The challenge also explains the anemic industry pipeline of drugs to treat gram-negative infections. "There are a slew of gram-negatives that are threats and nothing of great merit in the pipeline," Paratek's Levy acknowledges.
Yet nearly every company in the anti-infectives arena claims to be in the early stages of developing compounds active against gram-negative bacteria. "Everybody is looking, and so are we," says Cubist's Metcalf. Cubist is moving a gram-negative program forward, although Metcalf won't provide details about its therapeutic approach.
Optimer Pharmaceuticals says it is looking at developing an agent against Pseudomonas. Replidyne is interested in the area but is not pursuing a specific compound. Nebojsa Janjic, Replidyne's chief scientific officer, notes that the company's lead drug candidate, feropenem, does show activity against some gram-negative organisms.
Pfizer has one compound, an oral sulopenem, in late Phase I trials that it hopes to advance to Phase III tests within the next year, Miller says. Though the drug does not belong to a new class of antibiotics, its oral availability is an improvement over existing penems, which are all administered intravenously. Given rising medical costs, hospital officials are eager to give oral drugs that allow them to get patients out of intensive care, if not the hospital, sooner, Miller notes.

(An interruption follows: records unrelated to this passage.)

PR #894, opened 2026-08-17
Check if model has table or route key attribute to determine bindings

bram-pkg:
This boots the model if `#[Table]` or `#[RouteKey]` is used on the model, to allow the model to boot those traits and set the current route key.


bakerkretzmar:
Thanks a lot!

bakerkretzmar:
Doesn't seem to work with traits 🤦 I'll try to get another patch in asap to update that.

bram-pkg:
Thanks! 

What traits do you mean?

bakerkretzmar:
If the attributes are placed on a trait that a model uses, which is valid and works for the routing itself, Ziggy doesn't pick them up. Not your fault just another scenario I want to make sure it covers and didn't want to forget.

bram-pkg:
Ah ok. I hadn't considered that scenario.

PR #490, opened 2018-03-12
[IMPAC-698] Add widget average spend per customer

manu-d:


xaun:
Also @manu-d, the JIRA says to load a generic Highcharts template?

Earlier-stage research at Pfizer is aimed primarily at treating drug-resistant infections in the hospital. "The majority of our research right now is really focused on trying to find brand-new classes of agents that work against these resistant gram-negative organisms," Miller says.
Paratek is taking two approaches to dealing with gram-negative bacteria. The first is to come up with a classic antibiotic or two-drug combination that can wipe out the offending organisms. Because resistance is closely linked to the efflux pumps in the membrane, Paratek is pursuing molecules that could block the pumps and render the cell vulnerable to tetracycline or one of its derivatives.
The company's second strategy is to find small molecules that block the "multiple adaptational response" operon, a set of genes that together act as a master switch that controls the expression of roughly 80 proteins. Turning that switch on makes the organism virulent, and Paratek is trying to develop a vaccinelike compound, rather than an antibiotic, that would target that switch. The "acute vaccine" would be given to at-risk patients—those in the intensive care unit, for example—to prevent infection from even starting.
Paratek now has three proof-of-concept models showing that treating a patient before the disease strikes is effective. "This pill with no antibacterial activity enfeebles the organism and prevents Pseudonomonas from causing infection," Levy says. The company is seeking funding to start preclinical studies.